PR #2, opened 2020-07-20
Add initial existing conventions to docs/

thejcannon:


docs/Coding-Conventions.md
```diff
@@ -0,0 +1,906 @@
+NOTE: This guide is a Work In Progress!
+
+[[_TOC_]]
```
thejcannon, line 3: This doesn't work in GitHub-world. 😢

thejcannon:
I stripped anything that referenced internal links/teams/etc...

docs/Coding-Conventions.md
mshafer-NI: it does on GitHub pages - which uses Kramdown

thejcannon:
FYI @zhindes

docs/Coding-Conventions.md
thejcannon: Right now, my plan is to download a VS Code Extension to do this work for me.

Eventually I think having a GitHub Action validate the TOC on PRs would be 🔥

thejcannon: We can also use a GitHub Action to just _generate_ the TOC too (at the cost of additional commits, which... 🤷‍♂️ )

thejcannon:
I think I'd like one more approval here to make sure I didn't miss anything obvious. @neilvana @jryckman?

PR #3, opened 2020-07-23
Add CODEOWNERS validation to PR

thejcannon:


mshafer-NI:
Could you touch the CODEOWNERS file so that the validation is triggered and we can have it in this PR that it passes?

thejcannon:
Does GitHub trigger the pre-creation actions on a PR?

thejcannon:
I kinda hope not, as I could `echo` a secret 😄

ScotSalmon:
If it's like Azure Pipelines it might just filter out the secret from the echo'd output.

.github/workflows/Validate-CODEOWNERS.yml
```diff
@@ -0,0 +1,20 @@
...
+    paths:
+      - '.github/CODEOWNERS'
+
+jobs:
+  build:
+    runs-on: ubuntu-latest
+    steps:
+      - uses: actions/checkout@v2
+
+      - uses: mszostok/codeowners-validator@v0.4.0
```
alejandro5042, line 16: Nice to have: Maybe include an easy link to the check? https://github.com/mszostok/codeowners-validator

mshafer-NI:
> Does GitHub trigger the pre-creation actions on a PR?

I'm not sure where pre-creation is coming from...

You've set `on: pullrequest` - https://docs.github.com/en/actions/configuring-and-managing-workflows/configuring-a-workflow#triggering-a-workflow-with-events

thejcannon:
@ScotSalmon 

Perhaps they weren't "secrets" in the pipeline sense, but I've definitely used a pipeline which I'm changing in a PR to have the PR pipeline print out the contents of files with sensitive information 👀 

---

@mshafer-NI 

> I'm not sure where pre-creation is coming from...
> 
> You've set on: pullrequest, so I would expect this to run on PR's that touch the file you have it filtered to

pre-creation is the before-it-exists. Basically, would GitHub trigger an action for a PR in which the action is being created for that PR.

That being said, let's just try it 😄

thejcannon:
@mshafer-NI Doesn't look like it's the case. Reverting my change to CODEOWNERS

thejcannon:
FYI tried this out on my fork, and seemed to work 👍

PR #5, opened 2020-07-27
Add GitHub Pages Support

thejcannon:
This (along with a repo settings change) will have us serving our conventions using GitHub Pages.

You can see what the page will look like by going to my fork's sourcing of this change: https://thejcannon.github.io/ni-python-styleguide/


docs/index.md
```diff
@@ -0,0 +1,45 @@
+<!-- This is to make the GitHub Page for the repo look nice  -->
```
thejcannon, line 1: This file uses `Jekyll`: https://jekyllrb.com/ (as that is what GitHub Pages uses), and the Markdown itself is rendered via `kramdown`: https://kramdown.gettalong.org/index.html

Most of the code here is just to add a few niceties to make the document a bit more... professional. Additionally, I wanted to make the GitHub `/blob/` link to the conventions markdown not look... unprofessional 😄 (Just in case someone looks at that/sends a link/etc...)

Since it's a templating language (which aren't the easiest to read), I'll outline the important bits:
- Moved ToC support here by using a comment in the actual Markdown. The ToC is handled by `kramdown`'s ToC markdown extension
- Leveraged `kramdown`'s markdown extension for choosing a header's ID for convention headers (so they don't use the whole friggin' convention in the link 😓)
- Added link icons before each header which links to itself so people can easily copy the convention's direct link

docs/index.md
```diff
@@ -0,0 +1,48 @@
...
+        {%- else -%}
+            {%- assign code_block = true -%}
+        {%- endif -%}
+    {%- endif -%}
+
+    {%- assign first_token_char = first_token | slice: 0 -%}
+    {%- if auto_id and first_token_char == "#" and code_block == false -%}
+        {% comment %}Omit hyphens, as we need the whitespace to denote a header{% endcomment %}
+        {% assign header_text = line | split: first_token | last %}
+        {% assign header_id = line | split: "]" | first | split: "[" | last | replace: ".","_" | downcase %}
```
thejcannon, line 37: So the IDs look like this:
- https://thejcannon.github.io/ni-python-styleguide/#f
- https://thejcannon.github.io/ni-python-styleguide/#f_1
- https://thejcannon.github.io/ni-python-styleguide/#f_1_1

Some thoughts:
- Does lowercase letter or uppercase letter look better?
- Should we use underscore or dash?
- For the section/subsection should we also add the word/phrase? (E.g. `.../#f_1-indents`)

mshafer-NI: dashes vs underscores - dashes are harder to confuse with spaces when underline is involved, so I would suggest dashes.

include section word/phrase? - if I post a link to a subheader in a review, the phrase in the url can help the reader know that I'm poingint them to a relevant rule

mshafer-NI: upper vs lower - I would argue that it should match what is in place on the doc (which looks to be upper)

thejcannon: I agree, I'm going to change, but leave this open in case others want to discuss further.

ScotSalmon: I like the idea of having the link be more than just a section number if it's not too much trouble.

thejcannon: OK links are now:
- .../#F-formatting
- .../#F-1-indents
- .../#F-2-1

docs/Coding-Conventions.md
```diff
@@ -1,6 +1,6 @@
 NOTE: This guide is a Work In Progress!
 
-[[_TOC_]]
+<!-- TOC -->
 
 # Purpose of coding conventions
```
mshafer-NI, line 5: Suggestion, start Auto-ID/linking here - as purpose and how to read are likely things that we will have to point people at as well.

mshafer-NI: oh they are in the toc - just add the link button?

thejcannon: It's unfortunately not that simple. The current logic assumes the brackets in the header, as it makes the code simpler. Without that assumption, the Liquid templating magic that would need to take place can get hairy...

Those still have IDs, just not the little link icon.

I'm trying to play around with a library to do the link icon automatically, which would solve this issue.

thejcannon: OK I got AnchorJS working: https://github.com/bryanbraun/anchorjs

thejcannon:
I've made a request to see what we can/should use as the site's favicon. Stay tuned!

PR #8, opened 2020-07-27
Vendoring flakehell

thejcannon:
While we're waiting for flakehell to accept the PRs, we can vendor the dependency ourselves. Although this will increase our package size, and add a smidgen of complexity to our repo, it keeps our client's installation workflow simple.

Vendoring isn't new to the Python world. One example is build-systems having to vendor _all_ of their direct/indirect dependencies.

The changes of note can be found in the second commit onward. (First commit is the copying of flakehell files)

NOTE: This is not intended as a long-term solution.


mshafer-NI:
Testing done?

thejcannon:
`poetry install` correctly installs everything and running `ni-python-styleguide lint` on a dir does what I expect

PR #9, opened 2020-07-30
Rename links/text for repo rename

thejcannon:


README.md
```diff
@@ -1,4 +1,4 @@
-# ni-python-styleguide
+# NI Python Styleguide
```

● ● ●

■ **Problem description**
Once more, print all the records exactly.

■ **Task solution**
PR #2, opened 2020-07-20
Add initial existing conventions to docs/

thejcannon:


docs/Coding-Conventions.md
```diff
@@ -0,0 +1,906 @@
+NOTE: This guide is a Work In Progress!
+
+[[_TOC_]]
```
thejcannon, line 3: This doesn't work in GitHub-world. 😢

thejcannon:
I stripped anything that referenced internal links/teams/etc...

docs/Coding-Conventions.md
mshafer-NI: it does on GitHub pages - which uses Kramdown

thejcannon:
FYI @zhindes

docs/Coding-Conventions.md
thejcannon: Right now, my plan is to download a VS Code Extension to do this work for me.

Eventually I think having a GitHub Action validate the TOC on PRs would be 🔥

thejcannon: We can also use a GitHub Action to just _generate_ the TOC too (at the cost of additional commits, which... 🤷‍♂️ )

thejcannon:
I think I'd like one more approval here to make sure I didn't miss anything obvious. @neilvana @jryckman?

PR #3, opened 2020-07-23
Add CODEOWNERS validation to PR

thejcannon:


mshafer-NI:
Could you touch the CODEOWNERS file so that the validation is triggered and we can have it in this PR that it passes?

thejcannon:
Does GitHub trigger the pre-creation actions on a PR?

thejcannon:
I kinda hope not, as I could `echo` a secret 😄

ScotSalmon:
If it's like Azure Pipelines it might just filter out the secret from the echo'd output.

.github/workflows/Validate-CODEOWNERS.yml
```diff
@@ -0,0 +1,20 @@
...
+    paths:
+      - '.github/CODEOWNERS'
+
+jobs:
+  build:
+    runs-on: ubuntu-latest
+    steps:
+      - uses: actions/checkout@v2
+
+      - uses: mszostok/codeowners-validator@v0.4.0
```
alejandro5042, line 16: Nice to have: Maybe include an easy link to the check? https://github.com/mszostok/codeowners-validator

mshafer-NI:
> Does GitHub trigger the pre-creation actions on a PR?

I'm not sure where pre-creation is coming from...

You've set `on: pullrequest` - https://docs.github.com/en/actions/configuring-and-managing-workflows/configuring-a-workflow#triggering-a-workflow-with-events

thejcannon:
@ScotSalmon 

Perhaps they weren't "secrets" in the pipeline sense, but I've definitely used a pipeline which I'm changing in a PR to have the PR pipeline print out the contents of files with sensitive information 👀 

---

@mshafer-NI 

> I'm not sure where pre-creation is coming from...
> 
> You've set on: pullrequest, so I would expect this to run on PR's that touch the file you have it filtered to

pre-creation is the before-it-exists. Basically, would GitHub trigger an action for a PR in which the action is being created for that PR.

That being said, let's just try it 😄

thejcannon:
@mshafer-NI Doesn't look like it's the case. Reverting my change to CODEOWNERS

thejcannon:
FYI tried this out on my fork, and seemed to work 👍

PR #5, opened 2020-07-27
Add GitHub Pages Support

thejcannon:
This (along with a repo settings change) will have us serving our conventions using GitHub Pages.

You can see what the page will look like by going to my fork's sourcing of this change: https://thejcannon.github.io/ni-python-styleguide/


docs/index.md
```diff
@@ -0,0 +1,45 @@
+<!-- This is to make the GitHub Page for the repo look nice  -->
```
thejcannon, line 1: This file uses `Jekyll`: https://jekyllrb.com/ (as that is what GitHub Pages uses), and the Markdown itself is rendered via `kramdown`: https://kramdown.gettalong.org/index.html

Most of the code here is just to add a few niceties to make the document a bit more... professional. Additionally, I wanted to make the GitHub `/blob/` link to the conventions markdown not look... unprofessional 😄 (Just in case someone looks at that/sends a link/etc...)

Since it's a templating language (which aren't the easiest to read), I'll outline the important bits:
- Moved ToC support here by using a comment in the actual Markdown. The ToC is handled by `kramdown`'s ToC markdown extension
- Leveraged `kramdown`'s markdown extension for choosing a header's ID for convention headers (so they don't use the whole friggin' convention in the link 😓)
- Added link icons before each header which links to itself so people can easily copy the convention's direct link

docs/index.md
```diff
@@ -0,0 +1,48 @@
...
+        {%- else -%}
+            {%- assign code_block = true -%}
+        {%- endif -%}
+    {%- endif -%}
+
+    {%- assign first_token_char = first_token | slice: 0 -%}
+    {%- if auto_id and first_token_char == "#" and code_block == false -%}
+        {% comment %}Omit hyphens, as we need the whitespace to denote a header{% endcomment %}
+        {% assign header_text = line | split: first_token | last %}
+        {% assign header_id = line | split: "]" | first | split: "[" | last | replace: ".","_" | downcase %}
```
thejcannon, line 37: So the IDs look like this:
- https://thejcannon.github.io/ni-python-styleguide/#f
- https://thejcannon.github.io/ni-python-styleguide/#f_1
- https://thejcannon.github.io/ni-python-styleguide/#f_1_1

Some thoughts:
- Does lowercase letter or uppercase letter look better?
- Should we use underscore or dash?
- For the section/subsection should we also add the word/phrase? (E.g. `.../#f_1-indents`)

mshafer-NI: dashes vs underscores - dashes are harder to confuse with spaces when underline is involved, so I would suggest dashes.

include section word/phrase? - if I post a link to a subheader in a review, the phrase in the url can help the reader know that I'm poingint them to a relevant rule

mshafer-NI: upper vs lower - I would argue that it should match what is in place on the doc (which looks to be upper)

thejcannon: I agree, I'm going to change, but leave this open in case others want to discuss further.

ScotSalmon: I like the idea of having the link be more than just a section number if it's not too much trouble.

thejcannon: OK links are now:
- .../#F-formatting
- .../#F-1-indents
- .../#F-2-1

docs/Coding-Conventions.md
```diff
@@ -1,6 +1,6 @@
 NOTE: This guide is a Work In Progress!
 
-[[_TOC_]]
+<!-- TOC -->
 
 # Purpose of coding conventions
```
mshafer-NI, line 5: Suggestion, start Auto-ID/linking here - as purpose and how to read are likely things that we will have to point people at as well.

mshafer-NI: oh they are in the toc - just add the link button?

thejcannon: It's unfortunately not that simple. The current logic assumes the brackets in the header, as it makes the code simpler. Without that assumption, the Liquid templating magic that would need to take place can get hairy...

Those still have IDs, just not the little link icon.

I'm trying to play around with a library to do the link icon automatically, which would solve this issue.

thejcannon: OK I got AnchorJS working: https://github.com/bryanbraun/anchorjs

thejcannon:
I've made a request to see what we can/should use as the site's favicon. Stay tuned!

PR #8, opened 2020-07-27
Vendoring flakehell

thejcannon:
While we're waiting for flakehell to accept the PRs, we can vendor the dependency ourselves. Although this will increase our package size, and add a smidgen of complexity to our repo, it keeps our client's installation workflow simple.

Vendoring isn't new to the Python world. One example is build-systems having to vendor _all_ of their direct/indirect dependencies.

The changes of note can be found in the second commit onward. (First commit is the copying of flakehell files)

NOTE: This is not intended as a long-term solution.


mshafer-NI:
Testing done?

thejcannon:
`poetry install` correctly installs everything and running `ni-python-styleguide lint` on a dir does what I expect

PR #9, opened 2020-07-30
Rename links/text for repo rename

thejcannon:


README.md
```diff
@@ -1,4 +1,4 @@
-# ni-python-styleguide
+# NI Python Styleguide
```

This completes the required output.